Advancements and progress in juvenile idiopathic arthritis: A Review of pathophysiology and treatment
- PMID: 38552102
- PMCID: PMC10977530
- DOI: 10.1097/MD.0000000000037567
Advancements and progress in juvenile idiopathic arthritis: A Review of pathophysiology and treatment
Abstract
Juvenile idiopathic arthritis (JIA) is a chronic clinical condition characterized by arthritic features in children under the age of 16, with at least 6 weeks of active symptoms. The etiology of JIA remains unknown, and it is associated with prolonged synovial inflammation and structural joint damage influenced by environmental and genetic factors. This review aims to enhance the understanding of JIA by comprehensively analyzing relevant literature. The focus lies on current diagnostic and therapeutic approaches and investigations into the pathoaetiologies using diverse research modalities, including in vivo animal models and large-scale genome-wide studies.

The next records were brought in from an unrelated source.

PR #107, opened 2020-09-29
Bumped examples to ign-physics3

ahcorde:


chapulina (approved):
Nice catch, we should be running these examples through CI, I ticketed an issue: https://github.com/ignitionrobotics/ign-physics/issues/109

PR #110, opened 2020-09-29
Update readme

JShep1:
Do we also want to add the source install section?

Signed-off-by: John Shepherd <john@openrobotics.org>


chapulina (approved):
I see source install instructions here, so I think this is enough

https://ignitionrobotics.org/api/physics/3.0/installation.html

PR #113, opened 2020-09-30
Bump to 3.0.0 and update changelog

scpeters:
Signed-off-by: Steve Peters <scpeters@openrobotics.org>


chapulina (approved):
A major release just to bump a dependency :grimacing:

azeey (approved):

scpeters:
> A major release just to bump a dependency

pretty much. we don't have many times when we have to break ABI because we're using plugins. the main change from 1 -> 2 was the thing that sped up compilation

PR #1092, opened 2026-09-17
Mujoco: recompile the dirty spec before accessing the compiled model

caguero:
# 🦟 Bug fix

## Summary

The MuJoCo engine can crash when a controller drives a joint on a model that was just added to a running world. MuJoCo turns the world description into a compact internal form that holds a numbered slot for every moving part, and a joint is reached by its slot number. Gazebo builds a world one model at a time and defers rebuilding that internal form until the first simulation step. A command applied to a freshly added joint before that first step refers to a slot that does not exist yet, so it writes past the end of an array. That stray write can corrupt memory and take the process down.

The fix performs the pending rebuild before a value is read from or written to that form, so it uses the real slot instead of one that is not there yet. A safety check stays in place for the rare joint that genuinely has nothing to move.

## Backport Policy
    - [ ] Jetty
    - [ ] Ionic
    - [ ] Harmonic
    - [ ] Fortress
- [ ] I am not sure

## Checklist
- [x] Added tests

Assisted-by: Claude Fable 5.1


mujoco/src/JointFeatures.cc
```diff
@@ -499,6 +499,14 @@ void JointFeatures::SetJointForce(
     gzerr << "No actuator set up for this joint\n";
     return;
   }
+
+  // A joint whose body is fixed to the world (or is otherwise absent from the
+  // compiled model) has no degree of freedom, so nv_index is left unset (-1).
+  // There is no force to apply; guard as the other joint-state accessors do to
+  // avoid an out-of-bounds write into ctrl / jointForceCmdReceived.
+  if (jointInfo->nv_index < 0)
```
azeey, line 527: I think it's okay to keep this, but I don't know this is the underlying cause. The joint in the test added in the PR is trying to set the force on a revolute joint, which should work. I think the issue is that the mujoco model hasn't been recompiled after the model was created. The dirty flag is set, but we're not checking that in `SetJoint*` functions.

azeey (commented):
Can we do the same for SetJointPosition and SetJointVelocity and all the GetJoint* counterparts?

mujoco/src/JointFeatures.cc
caguero: You're right, thanks for the suggestion. Code updated.

caguero:
> Can we do the same for SetJointPosition and SetJointVelocity and all the GetJoint* counterparts?

Added there and also in link and free group setters. [d2d8f8a](https://github.com/gazebosim/gz-physics/pull/1092/commits/d2d8f8acf2cd4cc650642916c4e50942d7de866a)

azeey (approved):

PR #1098, opened 2026-09-18
mujoco: Store body pointer and constant offset in FrameInfo

azeey:
# 🦟 Bug fix

## Summary

In MuJoCo, each call to `mjs_add*` triggers a full-tree walk (`MakeTreeLists()`) and string serialization of the entire kinematic tree to recompute the spec signature (`Signature()`) (see https://github.com/google-deepmind/mujoco/issues/3397).

Previously, the MuJoCo plugin added four `mjSite` instances per single-link model (for joints, links, model frames, and collision shapes) solely so that `KinematicsFeatures::FrameDataRelativeToWorld` and joint frame query methods could read `d->site_xpos` and `d->site_xmat`. For worlds with thousands of bodies, this created quadratic element-addition overhead during world loading.

This PR eliminates all `mjSite` instances by storing the body pointer (`mjsBody *`) associated with the frame and a constant offset (`Eigen::Isometry3d`) directly in `FrameInfo`.

In `KinematicsFeatures::FrameDataRelativeToWorld`:
- `data.pose` is computed directly by transforming the frame offset with the body's world pose (mapped from `d->xpos` and `d->xmat`).
- 6D spatial velocities are computed directly using `mju_transformSpatial` with the frame's world translation, producing bit-equivalent results without requiring an `mjSite`.

### Benchmark

Loading `3k_shapes.sdf` (`gz sim -s -r --iterations 1`):
- **Before**: 7.72s user CPU / 10.18s wall
- **After**: **4.16s user CPU** / 6.62s wall (~46% reduction in CPU time)

## Backport Policy

    - [ ] Jetty
    - [ ] Ionic
    - [ ] Harmonic
    - [ ] Fortress
- [ ] I am not sure
- [x] Backport with all MuJoCo changes

## Checklist
- [ ] Added tests

Assisted-by: Gemini 3.8 Flash


mujoco/src/KinematicsFeatures.cc
```diff
@@ -41,21 +41,52 @@ FrameData3d KinematicsFeatures::FrameDataRelativeToWorld(
...
+  }
+
+  const int bodyId = mjs_getId(frame.body->element);
+  if (bodyId < 0 || bodyId >= m->nbody)
+  {
+    gzerr << "Frame [" << _id.ID() << "] has an invalid body id\n";
+    return data;
+  }
+
+  // World pose of the owning body, then apply the constant frame offset.
```
caguero: My understanding is that there's a function doing something similar in `Base.hh` but slower than this approach using `xmat` instead of `xquat`. Does it make sense to either (1) replace the original implementation in `Base.hh` with this faster approach or; (2) create a new helper function in `Base.hh` with this faster approach to be used by other pieces of the code?

mujoco/src/Base.hh
```diff
@@ -280,12 +286,19 @@ struct ModelInfo
...
   {
   }
-  mjsSite * site{nullptr};
-  WorldInfo* worldInfo;
+
+  /// \brief Body this frame is rigidly attached to.
+  mjsBody *body{nullptr};
+
+  /// \brief Constant pose of this frame expressed in the body frame.
+  Eigen::Isometry3d offset{Eigen::Isometry3d::Identity()};
```
caguero: Should we make it `const` as the comment says?

mujoco/src/Base.hh
```diff
@@ -280,12 +286,19 @@ struct ModelInfo
...
+
+  WorldInfo *worldInfo{nullptr};
```
caguero, line 327: Nit: Missing doxygen.

mujoco/src/Base.hh
```diff
@@ -280,12 +286,19 @@ struct ModelInfo
 
 struct FrameInfo
 {
-  FrameInfo(mjsSite *_site, WorldInfo* _worldInfo)
-      : site(_site), worldInfo(_worldInfo)
+  FrameInfo(mjsBody *_body, const Eigen::Isometry3d &_offset,
```
caguero: Nit: Missing doxygen.

mujoco/src/Base.hh
```diff
@@ -128,6 +129,11 @@ inline Eigen::Isometry3d convertPose(const mjtNum *_pos, const mjtNum *_quat)
   return Eigen::Translation3d(convertPos(_pos)) * convertQuat(_quat);
 }
 
+inline Eigen::Isometry3d convertPose(const gz::math::Pose3d &_pose)
```
caguero, line 140: Nit: Missing doxygen.

mujoco/src/KinematicsFeatures.cc
```diff
@@ -41,21 +41,52 @@ FrameData3d KinematicsFeatures::FrameDataRelativeToWorld(
...
-  data.pose.linear() = rotMatMap;
+  auto *m = worldInfo->mjModelObj;
+  auto *d = worldInfo->mjDataObj;
+  const auto &frame = *it->second;
 
-  mjtNum velocity[6];
-  mj_objectVelocity(worldInfo->mjModelObj, d, mjOBJ_SITE, siteId, velocity, 0);
-  mju_copy3(data.angularVelocity.data(), velocity);
-  mju_copy3(data.linearVelocity.data(), velocity+3);
+  if (!frame.body)
```
caguero, line 49: Just checking, is this possible to happen?

azeey: Maybe a little to defensive, but it could happen if the FrameInfo constructor was handed a body pointer returned from mjs_addBody that failed.

mujoco/src/KinematicsFeatures.cc
azeey: Yup, makes sense. https://github.com/gazebosim/gz-physics/pull/1098/commits/f55ad8365c2ad59e18b2843112c1a736d36c3de5

mujoco/src/Base.hh
azeey: Done in https://github.com/gazebosim/gz-physics/pull/1098/commits/dcb455fb22e46a78cc1b9329db8fa7a04f486521

mujoco/src/Base.hh
azeey: https://github.com/gazebosim/gz-physics/pull/1098/commits/dcb455fb22e46a78cc1b9329db8fa7a04f486521

mujoco/src/Base.hh
azeey: https://github.com/gazebosim/gz-physics/pull/1098/commits/dcb455fb22e46a78cc1b9329db8fa7a04f486521 and https://github.com/gazebosim/gz-physics/pull/1098/commits/c5c2fb28355a828d1d475cac34dc4235fe000ea9

mujoco/src/Base.hh
azeey: https://github.com/gazebosim/gz-physics/pull/1098/commits/dcb455fb22e46a78cc1b9329db8fa7a04f486521

mujoco/src/JointFeatures.cc
```diff
@@ -676,8 +676,7 @@ Pose3d JointFeatures::GetJointTransformFromParent(const Identity &_id) const
   {
     Pose3d childInParent =
         convertPose(jointInfo->childBody->pos, jointInfo->childBody->quat);
-    Pose3d jointInChild =
-        convertPose(it->second->site->pos, it->second->site->quat);
+    Pose3d jointInChild = it->second->offset;
```
iche033, line 679: nit: avoid a copy or just use `it->second->offset` directly?
```suggestion
    const Pose3d &jointInChild = it->second->offset;
```

same for the other changes below

iche033 (approved):
very minor nit. Looks good.

caguero (approved):

PR #13407, opened 2022-11-16
[ACL] Enable int8 data type in QNN ADD

leandron:
This enables int8 data type to be used in QNN_ADD operator within Compute Library for the Arm(r) Architecture (ACL) BYOC integration.

cc @lhutton1 @d-smirnov for reviews

### DIFF
--- a/src/runtime/contrib/arm_compute_lib/acl_utils.cc
+++ b/src/runtime/contrib/arm_compute_lib/acl_utils.cc
@@ -130,6 +130,8 @@ arm_compute::DataType MakeACLDataType(const DLDataType& data_type) {
     return arm_compute::DataType::F32;
   } else if (data_type.code == DLDataTypeCode::kDLUInt && data_type.bits == 8) {
     return arm_compute::DataType::QASYMM8;
+  } else if (data_type.code == DLDataTypeCode::kDLInt && data_type.bits == 8) {
+    return arm_compute::DataType::QASYMM8_SIGNED;
   } else if (data_type.code == DLDataTypeCode::kDLInt && data_type.bits == 32) {
     return arm_compute::DataType::S32;
   } else {
--- a/tests/python/contrib/test_arm_compute_lib/test_add.py
+++ b/tests/python/contrib/test_arm_compute_lib/test_add.py
@@ -92,7 +92,8 @@ def test_runtime_add():
 
     for dtype, low, high, atol, rtol, op, op_params in [
         ("float32", -127, 128, 1e-7, 1e-7, relay.add, {}),
-        ("uint8", 0, 255, 0.0, 1.0, relay.qnn.op.add, _qnn_params),
+        ("uint8", 0, 255, 1.0, 0.0, relay.qnn.op.add, _qnn_params),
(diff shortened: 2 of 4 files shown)


tests/python/contrib/test_arm_compute_lib/test_add.py
```diff
@@ -93,6 +93,7 @@ def test_runtime_add():
     for dtype, low, high, atol, rtol, op, op_params in [
         ("float32", -127, 128, 1e-7, 1e-7, relay.add, {}),
         ("uint8", 0, 255, 0.0, 1.0, relay.qnn.op.add, _qnn_params),
+        ("int8", -127, 128, 0.0, 1.0, relay.qnn.op.add, _qnn_params),
```
lhutton1, line 96: Nit: looks like there has been a mixup between `atol` and `rtol` previously, I'd expect `atol=1` and `rtol=0`

lhutton1 (approved):
Thanks @leandron, LGTM!

src/runtime/contrib/arm_compute_lib/acl_utils.cc
```diff
@@ -130,6 +130,8 @@ arm_compute::DataType MakeACLDataType(const DLDataType& data_type) {
     return arm_compute::DataType::F32;
   } else if (data_type.code == DLDataTypeCode::kDLUInt && data_type.bits == 8) {
     return arm_compute::DataType::QASYMM8;
+  } else if (data_type.code == DLDataTypeCode::kDLInt && data_type.bits == 8) {
+    return arm_compute::DataType::QASYMM8_SIGNED;
```
ashutosh-arm, line 134: Just curious why only asymmetric dtype is supported?

tests/python/contrib/test_arm_compute_lib/test_add.py
leandron: Is it the same for `uint8` as well?

lhutton1: Yep should be, happy to leave to a followup though

src/runtime/contrib/arm_compute_lib/acl_utils.cc
leandron: I got it from the data types list here: https://github.com/ARM-software/ComputeLibrary/blob/aabef6c0584f06f4c0f4b61fb787d80374240619/src/core/CL/CLHelpers.cpp#L39

tests/python/contrib/test_arm_compute_lib/test_add.py
leandron: I'll update. Thanks

src/runtime/contrib/arm_compute_lib/acl_utils.cc
ashutosh-arm: After discussing this with @lhutton1, it looks like some of the buffers need to be symmetric as described on the https://www.tensorflow.org/lite/performance/quantization_spec. For Conv2D, Depthwise, Fully Connected layers, this could come handy. I wonder if the ACL errors out if the incorrect type is passed to the end APIs.

ashutosh-arm (approved):
Thanks @leandron. LGTM!

PR #13411, opened 2022-11-16
[Build] Fix MSVC compile option /bigobj

vinx13:
/bigobj was not correctly added to C++ targets. This caused error using cmake build.


junrushao (approved):
LGTM! How did you find that btw?

vinx13:
this error always happens using default cmake toolchain on windows , `conda build` works fine though that's why it was not captured by CI

PR #13414, opened 2022-11-17
[Hexagon] Enable depthwise conv2d NHWC with an HWIO kernel layout

farshidsp:
This PR adds support for `depthwise_conv2d_NHWC` with an HWIO kernel layout. 

@Lunderberg  @mehrdadh


python/tvm/topi/nn/depthwise_conv2d.py
```diff
@@ -284,9 +295,13 @@ def depthwise_conv2d_nhwc(Input, Filter, stride, padding, dilation, out_dtype=No
                     j * stride_w + dj * dilation_w,
                     idxdiv(c, channel_multiplier),
                 ].astype(out_dtype)
-                * Filter[
-                    di, dj, idxdiv(c, channel_multiplier), idxmod(c, channel_multiplier)
-                ].astype(out_dtype)
+                * Filter.__getitem__(
```
Lunderberg, line 298: The explicit `__getitem__` isn't required.  `Filter[x,y,z]` is syntactic sugar for `Filter[(x,y,z)]`.  If you already have a tuple, then `Filter[tuple( ... )]` can be called.

python/tvm/topi/nn/depthwise_conv2d.py
```diff
@@ -252,8 +253,18 @@ def depthwise_conv2d_nhwc(Input, Filter, stride, padding, dilation, out_dtype=No
...
+    dim = len(Input.shape) - 2
+
     # shape of dilated kernel
-    filter_height, filter_width, filter_channel, channel_multiplier = Filter.shape
+    if kernel_layout == "HWOI":
+        filter_height, filter_width, filter_channel, channel_multiplier = Filter.shape
+        kernel_permutation_to = [0, 1] + list(range(2, dim + 2))
+    elif kernel_layout == "HWIO":
+        filter_height, filter_width, channel_multiplier, filter_channel = Filter.shape
+        kernel_permutation_to = [dim + 1, dim] + list(range(dim))
```
Lunderberg, line 265: I'm not seeing how this permutation generates `HWIO`.  This defines `kernel_permutation_to` as `[3, 2, 0, 1]`, so `kernel_permutation_from` is `[2, 3, 1, 0]`.  With the usage below, that would permute from `[di, dj, c//channel_multiplier, c%channel_multiplier]` to `[c//channel_multiplier, c%channel_multiplier, dj, di]`, which would be `OIWH`.

Should this be `list(range(dim)) + [dim + 1, dim]` instead?

python/tvm/topi/nn/depthwise_conv2d.py
```diff
@@ -252,8 +253,18 @@ def depthwise_conv2d_nhwc(Input, Filter, stride, padding, dilation, out_dtype=No
...
+
+    kernel_permutation_from = np.argsort(kernel_permutation_to)
```
Lunderberg, line 267: Is there a benefit to defining in terms of `kernel_permutation_to` instead of directly defining `kernel_permutation_from`?

Lunderberg (commented):
I like the feature, but I'm not quite following how the permutation specified results in a `HWIO` kernel layout.

python/tvm/topi/nn/depthwise_conv2d.py
farshidsp: @Lunderberg  You are right, my bad. Not sure why I thought this would result in `HWIO`. Thanks so much for catching this bug.

python/tvm/topi/nn/depthwise_conv2d.py
farshidsp: Oh I see, I have changed this as your recommendation.

python/tvm/topi/nn/depthwise_conv2d.py
farshidsp: I tried to follow [this](https://github.com/apache/tvm/blob/6782a35018d5df63486569f17296737d75eedc55/python/tvm/topi/nn/conv2d.py#L837) as much as possible so in the future we can add more features if needed. If you think this is not the best way I could change it.

Lunderberg: Ah, I see.  It looks like that implementation is trying to be more clever, and to identify the permutation by inspecting the string.  In this case, since we're only supporting two explicitly enabled shapes, I'd lean for defining a `kernel_permutation` directly for each one.

```python
if kernel_layout == 'HWOI':
    kernel_permutaiton = [0,1,2,3]
elif kernel_layout == 'HWIO':
    kernel_permutaiton = [0,1,3,2]
else:
    raise ValueError(f'Unsupported kernel layout: {kernel_layout}')
```

Lunderberg: That said, if there are many locations where the same kernel permutation definitions are used, it may be useful to pull it out into a common utility.

farshidsp: Changed the way of permutation from your recommendation. @Lunderberg

TejashShah:
@farshidsp Is kernel layout or filter layout a better word to indicate the change in layout?

farshidsp:
> @farshidsp Is kernel layout or filter layout a better word to indicate the change in layout?

In other topi files, we have used `kernel_permutation` to indicate the change in the kernel layout and that's why I used the same term.

PR #13417, opened 2022-11-17
[bfloat16] Fixed dtype conversion in the arm_cpu injective schedule

ashutosh-arm:
Following on from the example conversion in ndarray.py,
in order to broaden the support for bfloat16 in the absence of
full support, this commit converts bfloat16 to uint16
in the injective schedule to enable full compilation
of Conv2D via arm_cpu schedules.

cc @leandron @ekalda


leandron (commented):
Is it possible to have a test case added, so that we can merge this?

PR #13420, opened 2022-11-17
[RPC] Fix tracker connection termination

Icemist:
In a wireless connection situation (android example below) we have a device key containing a colon character(**:**).

_ANDROID_SERIAL_NUMBER = 192.168.0.143:5555_ 

```
C:\Users\icemist>docker exec -it ice_tvm_container adb devices
List of devices attached
192.168.0.143:5555     device
```
In this case we get an error:
```
ERROR:asyncio:Exception in callback None()
handle: <Handle cancelled>
  File "/usr/lib/python3.8/asyncio/events.py", line 81, in _run
    self._context.run(self._callback, *self._args)
  File "/venv/apache-tvm-py3.8/lib/python3.8/site-packages/tornado/platform/asyncio.py", line 206, in _handle_events
    handler_func(fileobj, events)
  File "/git/tvm/python/tvm/rpc/tornado_util.py", line 41, in _event_handler
    self._event_handler(events)
  File "/git/tvm/python/tvm/rpc/tornado_util.py", line 79, in _event_handler
    if self._update_read() and (events & self._ioloop.WRITE):
  File "/git/tvm/python/tvm/rpc/tornado_util.py", line 121, in _update_read
    self.close()
  File "/git/tvm/python/tvm/rpc/tornado_util.py", line 67, in close
    self.on_close()
  File "/git/tvm/python/tvm/rpc/tracker.py", line 298, in on_close
    self._tracker.close(self)
  File "/git/tvm/python/tvm/rpc/tracker.py", line 353, in close
    self._scheduler_map[rpc_key].remove(value)
KeyError: '127.0.0.1'
```

For example, test_rpc_tracker_via_proxy hangs if the device key format contains a colon.

The point is that the keys before using the split have a format like:
conn.put_value has: _hexagon-dev.127.0.0.1:5555:0.513619_
_tracker_pending_puts has: _127.0.0.1:5555:0.2809967317812382_

### DIFF
--- a/python/tvm/rpc/base.py
+++ b/python/tvm/rpc/base.py
@@ -120,13 +120,16 @@ def recvjson(sock):
     return data
 
 
-def random_key(prefix, cmap=None):
+def random_key(prefix, delimiter=":", cmap=None):
     """Generate a random key
 
     Parameters
     ----------
     prefix : str
         The string prefix
+
+    delimiter : str
+        The delimiter
 
     cmap : dict
         Conflict map
@@ -136,13 +139,30 @@ def random_key(prefix, cmap=None):
     key : str
         The generated random key
     """
-    if cmap:
-        while True:
-            key = prefix + str(random.random())
-            if key not in cmap:
-                return key
-    else:
-        return prefix + str(random.random())
+    while True:
+        key = "{}{}{}".format(prefix, delimiter, random.random())
+        if not cmap or key not in cmap:
+            break
+    return key
+
+
+def split_random_key(key, delimiter=":"):
+    """Split a random key by delimiter into prefix and random part
+
+    Parameters
+    ----------
+    key : str
+        The generated random key
+
+    Returns
+    -------
+    prefix : str
+        The string prefix
+
+    random_part : str
+        The generated random
+    """
+    return key.rsplit(delimiter, 1)
 
 
 def connect_with_retry(addr, timeout=60, retry_period=5):
--- a/python/tvm/rpc/proxy.py
+++ b/python/tvm/rpc/proxy.py
@@ -322,7 +322,7 @@ class ProxyServerHandler(object):
             rpc_key, _ = base.split_random_key(key)
             handle = self._server_pool[key]
             del self._server_pool[key]
-            new_key = base.random_key(rpc_key + ":", keyset)
+            new_key = base.random_key(rpc_key, keyset)
             self._server_pool[new_key] = handle
             keyset.add(new_key)
             new_keys.append(new_key)
--- a/python/tvm/rpc/proxy.py
+++ b/python/tvm/rpc/proxy.py
@@ -319,7 +319,7 @@ class ProxyServerHandler(object):
         new_keys = []
         # re-generate the server match key, so old information is invalidated.
         for key in keys:
-            rpc_key, _ = key.split(":")
+            rpc_key, _ = base.split_random_key(key)
             handle = self._server_pool[key]
             del self._server_pool[key]
             new_key = base.random_key(rpc_key + ":", keyset)
@@ -368,7 +368,7 @@ class ProxyServerHandler(object):
             need_update_info = False
             # report new connections
             for key in self._tracker_pending_puts:
-                rpc_key = key.rsplit(":", 1)[0]
+                rpc_key, _ = base.split_random_key(key)
                 base.sendjson(
                     self._tracker_conn, [TrackerCode.PUT, rpc_key, (self._listen_port, key), None]
                 )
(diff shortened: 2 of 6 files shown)


Icemist:
@echuraev @apeskov @areusch

tests/python/unittest/test_runtime_rpc.py
```diff
@@ -448,10 +448,10 @@ def check_remote():
 
 
 @tvm.testing.requires_rpc
-def test_rpc_tracker_register():
+@pytest.mark.parametrize("device_key", ["test_device", "127.0.0.1:5555"])
```
echuraev, line 451: Is it a complete list with all possible keys which `adb devices` can return? Not clear from this added key, why previous version with split doesn't work.

Icemist: I'm not sure. I want to fix exactly the current case. 
The issue in that case is in format of key `hexagon-dev.192.168.0.143:5555:0.513619`.

Before the fix this test was falling with "127.0.0.1:5555", after it works

echuraev: Hm... It looks strange that the test has failed before with "127.0.0.1:5555". I wrote the following code:
```python
key = "127.0.0.1:5555"

print(key.split(":")[0])
print(key.rsplit(":", 1)[0])
```

And expectedly received the following result:
```
127.0.0.1
127.0.0.1
```

What is the problem to add one more key, e.g. `hexagon-dev.192.168.0.143:5555:0.513619`?

Icemist: > What is the problem to add one more key, e.g. hexagon-dev.192.168.0.143:5555:0.513619?
It is not device key, it is internal representation inside implementation.

echuraev: Thank you for clarification! In verbal discussion, decided to fix all usage of key split in TVM code, create a function which have to do this split and write simple unit tests on it. To show that the key might has three parts separated by `:`: `host:port:unique_random_key`.

python/tvm/rpc/base.py
```diff
@@ -136,13 +139,30 @@ def random_key(prefix, cmap=None):
...
-        while True:
-            key = prefix + str(random.random())
-            if key not in cmap:
-                return key
-    else:
-        return prefix + str(random.random())
+    while True:
+        key = "{}{}{}".format(prefix, delimiter, random.random())
+        if not cmap or key not in cmap:
+            break
```
echuraev, line 145: Is it expected that if the `key` is found in `cmap` then on the next iteration it contains more delimiters than only one?
E.g.:
- First iteration:
  ```
  prefix = "127.0.0.1:5555"
  key = "127.0.0.1:5555:123456"
  ```
  `cmap` has already contained this key `127.0.0.1:5555:123456`. We will iterate once again.
- Second iteration:
  ```
  key = "127.0.0.1:5555:123456:654321"
  ```
  
If we split this key after the second iteration, then we get `127.0.0.1:5555:123456` but it is not the key.
Probably this change will help us to avoid this problem?
```suggestion
        key = "{}{}{}".format(prefix, delimiter, random.random())
        if not cmap or key not in cmap:
            break
        delimiter = ""
```
Or maybe I missed something and everything should work?

python/tvm/rpc/proxy.py
```diff
@@ -319,7 +319,7 @@ def _regenerate_server_keys(self, keys):
         new_keys = []
         # re-generate the server match key, so old information is invalidated.
         for key in keys:
-            rpc_key, _ = key.split(":")
+            rpc_key, _ = base.split_random_key(key)
             handle = self._server_pool[key]
             del self._server_pool[key]
             new_key = base.random_key(rpc_key + ":", keyset)
```
echuraev, line 325: Should we also update this line? Because variable `keyset` is not on the right place in the list of arguments and I expect that after first iteration we will have something like that: `127.0.0.1:5555::123456`.

echuraev (commented):
Please carefully update all using of the updated functions.

python/tvm/rpc/base.py
Icemist: there is no saving of the variable key between iterations of the loop. there is a test for this situation. tests/python/unittest/test_rpc_base.py

python/tvm/rpc/proxy.py
Icemist: thanks. updated.

python/tvm/rpc/base.py
echuraev: Ups, sorry, my bad. Didn't notice that. Thank you.

echuraev (approved):
LGTM. Thanks!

We aim to elucidate the multifactorial nature of JIA with a strong focus towards genetic predilection, while proposing potential strategies to improve therapeutic outcomes and enhance diagnostic risk stratification in light of recent advancements. This review underscores the need for further research due to the idiopathic nature of JIA, its heterogeneous phenotype, and the challenges associated with biomarkers and diagnostic criteria. Ultimately, this contribution seeks to advance the knowledge and promote effective management strategies in JIA.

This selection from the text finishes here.